— Твою ж… — прошипел Ирграм, распрямляясь. Ныла спина. Ныла шея. Болел живот, и собственное тело вновь показалось на диво ненадежным. А поговаривали, что Древние умели направлять в него силу, и силой этой достигали совершенства как духовного, так и телесного.

Жаль, что знания утрачены.

И вот что ему делать?

Ждать новой аудиенции, надеясь, что та пройдет иначе?

Сидеть тихо в собственных покоях, теша себя мыслью, что ответ будет получен. Когда-нибудь, несомненно, будет. Или потребовать исполнения договора?

— Господин, — местный слуга стоял в положенных трех шагах. — Вас просят, господин.

Тонкокостный, какой-то прозрачный, он был бледнокож и светловолос. Явно не из мешеков. Хотя среди слуг, как успел заметить Ирграм, мешеки встречались редко, и то, как он подозревал, большею частью смески. Лоб слуги пересекала золотая полоса.

— Веди, — Ирграм поспешно оправил одежды, надеясь, что они не настолько еще измялись, чтобы это могло быть истолковано, как неуважение.

Вели коридорами.

Весь этот дворец, да и сам город казался мастеру одним большим клубком мышиных ходов.

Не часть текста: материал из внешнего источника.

PR #2922, opened 2019-12-09
improve typescript checking for URLWrapper

adamabeshouse:


src/pages/resultsView/ResultsViewURLWrapper.ts
```diff
@@ -41,41 +41,40 @@ export type ResultsViewURLQuery = { [key in keyof typeof ResultsViewURLQueryEnum
...
-            { name: "genetic_profile_ids_PROFILE_MUTATION_EXTENDED", isSessionProp:true },
-            { name: "genetic_profile_ids_PROFILE_COPY_NUMBER_ALTERATION", isSessionProp:true },
-            { name: "genetic_profile_ids_PROFILE_MRNA_EXPRESSION", isSessionProp:true },
-            { name: "genetic_profile_ids_PROFILE_PROTEIN_EXPRESSION", isSessionProp:true },
-            { name: "genetic_profile_ids_PROFILE_GENESET_SCORE", isSessionProp:true },
-            { name: "genetic_profile_ids_GENERIC_ASSAY", isSessionProp:true },
-            { name: "genetic_profile_ids", isSessionProp:true },
-            ],
+                // session props here
+                gene_list: { name: "gene_list", isSessionProp:true },
```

— Господин, — слуга отворил низенькую дверь, впрочем, украшенную тонкой резьбой. И с поклоном отступил, позволяя войти.

На сей раз обошлось без ползания по полу.

Ирграм поклонился, стараясь глядеть строго перед собой. Не стоило обманываться кулуарностью встречи. Он явно чувствовал биение жизни слева.

И справа.

Охрана?

Пожалуй. Ему не настолько доверяют, чтобы позволить себе встречу без охраны. И настолько доверять не будут никогда.

— Войди. Присядь. Будь гостем, — голос звучал по-прежнему равнодушно, а одна золотая маска сменилась другой, столь же искусной, но скрывающей лишь верхнюю половину лица.

Ирграм молча занял место, на которое ему указали.

— Ты обижен? — теперь в голосе послышалась тень любопытства.

— Нет. И да. Простите, господин, но мне сложно принять ваши правила.

— Придется. Если ты и вправду собираешься обосноваться здесь, — Император взял с блюда кусок мяса, чтобы бросить зверю. Щелкнули клыки в опасной близости от пальцев, и мясо исчезло в пасти. — Традиции сильны. И не мне ломать их. Во всяком случае, не сейчас.

Император потрепал леопарда по загривку.

— Здесь многое иначе, — сказал Ирграм осторожно. — Когда я изъявил желание покинуть город, меня предупреждали, что жизнь в империи сложна.

Леопард уставился на Ирграма желтыми глазами.

— Что ваши обычаи неприемлемы для людей цивилизованных.

— Какие? — уточнил Император.

— Жертвоприношения. Нигде в мире больше нет такого.

Пожалуй, сказалась усталость. И еще раздражение. И многое иное, с чем он должен был бы совладать. Ибо чутье подсказывало, что откровения нынешние излишни.

— Мне говорили, что ты встречался с Верховным Жрецом.

— Да, — Ирграм не стал отрицать очевидное. — Он важный человек. Я желаю жить в мире с важными людьми.

— Тогда он должен был сказать тебе, почему мы делаем это.

— Он сказал. Я читал прежде. Но читать одно, а видеть — совсем другое.

Леопард вытянулся, впрочем, не спуская взгляда с человека, которого полагал в данных покоях лишним.

Воцарившаяся тишина напрягала. В ней было слышно, как воркуют голуби в золоченых клетках. И как тяжко дышит хищный зверь.

— Я не собираюсь преступать законы Империи, — выдавил Ирграм, ибо глаза у Императора стали желты, как и у леопарда. Вспомнилось разом вдруг все, что он когда-либо слышал об этом месте.

Об этом человеке.

— Хорошо, — Император прищурился. — Но ты не ешь.

— Я, — Ирграм сглотнул. — Не все обычаи я смогу принять. И дело не в неуважении. Но мои боги тоже сказали свое слово. Я не могу есть себе подобных.